Jim and Karen’s UK canal boating adventures continue. This time they explore Warwickshire and Stratford-upon-Avon, the birthplace of William Shakespeare. 

Since the last post on our travels a couple of weeks back, we have sure covered a bit of territory and seen a lot more. We have travelled down rivers, along more canals, travelled over aqueducts and gone through even more tunnels, one of which was over 2km long. It is really interesting when suddenly you realise there is another boat coming towards you in the tunnel. They are designed so two boats can pass – just. However, doing all this inside a pitch black dark tunnel is interesting to say the least …

We have navigated up a few more lock flights now, including the longer Hatton lock flight, but I have to say the Foxton flight still seemed the most impressive.
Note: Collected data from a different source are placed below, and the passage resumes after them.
PR #3534, opened 2019-04-26
Fix Deferred Rendering Widget to listen to Chobby

Porkch0p:
This allows Deferred Rendering (HDR+Bloom Effects) to be turned off, saving FPS, especially important on low-end machines.

### DIFF
--- a/LuaUI/Widgets/gfx_deferred_rendering.lua
+++ b/LuaUI/Widgets/gfx_deferred_rendering.lua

Our travels have taken us through some stunning rural countryside, some picturesque wee towns as well as some ordinary areas – just all part of the mix of travelling.

Warwickshire

Part of our original planning was for the trip to take us through the Warwickshire area so we could specifically visit Warwick itself and Stratford-upon-Avon. Close to 40 odd years ago in the month of May, we had a week on a canal boat in this same area, so a real attraction for us was coming back to see if anything was familiar.  The short answer was that nothing looked even vaguely familiar, except perhaps the walls of Warwick castle. Some of the pubs look as though they have never had a make over in 40 years either.
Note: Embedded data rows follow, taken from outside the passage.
PR #3535, opened 2019-04-26
Healthbar Widget - Maximum Height Limit

Porkch0p:
When fully zoomed out in a large game, health bar widget can have high CPU and upwards of 1+ MB/s memory by processing all units and features on the map. 

The existing widget already stops rendering bars at a distance of around 3000 units. This adds a slider to place an height limit over which health bars will not be processed or drawn. Entirely based on 'Icon Height' widget. When set to 3000 units, testing shows memory peaking at 300KB/s and zero when viewed from higher.

It would need to be checked for side effects with other camera modes.

### DIFF
--- a/LuaUI/Widgets/unit_healthbars.lua
+++ b/LuaUI/Widgets/unit_healthbars.lua
@@ -197,6 +197,25 @@ end
 
 local paralyzeOnMaxHealth = ((lowerkeys(VFS.Include"gamedata/modrules.lua") or {}).paralyze or {}).paralyzeonmaxhealth
 
+local function IsCameraBelowMaxHeight() 
+	
+	local cs = Spring.GetCameraState()
+	local gy = Spring.GetGroundHeight(cs.px, cs.pz)
+	local tolerance = 25 --// as defined in iconheight
+
+	if cs.name == "ov" then
+		testHeight = options.drawMaxHeight.value * 2
+	elseif cs.name == "ta" then
+		testHeight = cs.height - gy
+	end
+
+	if testHeight >= options.drawMaxHeight.value - tolerance then
+		return false
+	end
+	return true
+end
+
+
 --------------------------------------------------------------------------------
 --------------------------------------------------------------------------------
 
@@ -249,7 +268,6 @@ local gameFrame = 0;
 local empDecline = 1/40;
 
 local cx, cy, cz = 0,0,0;  --// camera pos
-local tolerance = 25 --// via iconheight
 
 local paraUnits   = {};
 local disarmUnits = {};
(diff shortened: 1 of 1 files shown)


LuaUI/Widgets/unit_healthbars.lua
```diff
@@ -242,6 +249,7 @@ local gameFrame = 0;
 local empDecline = 1/40;
 
 local cx, cy, cz = 0,0,0;  --// camera pos
+local tolerance = 25 --// via iconheight
```
sprunk: What is this for? Isn't this equivalent to just adding +25 to the max height (which won't make a difference if the values are in the thousands order of magnitude)?

LuaUI/Widgets/unit_healthbars.lua
```diff
@@ -1180,6 +1204,22 @@ do
 	local sec2 = 0
 
 	function widget:Update(dt)
+
+		-- Test camera height before processing
```
sprunk: Same as the earlier check, could be extracted to a separate function and called in both places.

Porkch0p:
Zoomed Out 18800
Zoomed Out 18600
Zoomed In 3000
Zoomed In Above 3000

LuaUI/Widgets/unit_healthbars.lua
Porkch0p: It was an undocumented magic number in the other widget, so I left it in, in case it had some significant meaning.

LuaUI/Widgets/unit_healthbars.lua
Porkch0p: True, it's extracted now.

sprunk:
Looks decent, if you'd like to leave this as-is I can merge.

Here are some further potential improvements:
 * there's an `infoDistance` constant which seems to the squared distance at which healthbars get simplified (no text drawn, just bars). Currently its value is about 830 elmos, this could become controllable as well.
 * I've found the hardcoded 3000 distance constant (seems to be about 2500 for features). Possibly your new option could just directly affect that one instead.

https://github.com/ZeroK-RTS/Zero-K/blob/60bde14fdef008c3e6f84faaee843f9749bdd96c/LuaUI/Widgets/unit_healthbars.lua#L48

Warwick Castle canal boating UK

Warwick and particularly the castle were a big must-do on our list and they did not disappoint. The walking tour offered at the info centre takes you round all the must-see points in the town, and I for one can’t help but feel awed by the history and the way it is presented and so accessible. Warwick is a must-see on a tour of the UK in my opinion.

Warwick is a must-see on a tour of the UK in my opinion.

Warwick Castle

The castle – and what a castle – was still in private hands up to 1978. Now it’s a national treasure and open for full inspection. Your entry fee gets you full unencumbered access with all the castle opened up and available. Now in all fairness it had a slight amusement park atmosphere to the visit with the plentiful availability of food outlets and souvenir shops, but every visiting kid needs a sword and shield or a princesses hat don’t they?  

The castle also puts on some some fabulous shows as part of the billing, from hunting birds of prey, archery, right through to a trebuchet (think catapult) in action. Later this summer they are starting a jousting show as well, along with free history and more serious tours about the castle’s inner workings. You can literally spend all day wandering through this place so if you visit allocate five hours as a minimum.

Navigating the locks

The next major stop for us was Stratford-upon-Avon, best-known for its most prominent local, William Shakespeare. Before that we had a couple of busy days on the canals between these two historical highlights.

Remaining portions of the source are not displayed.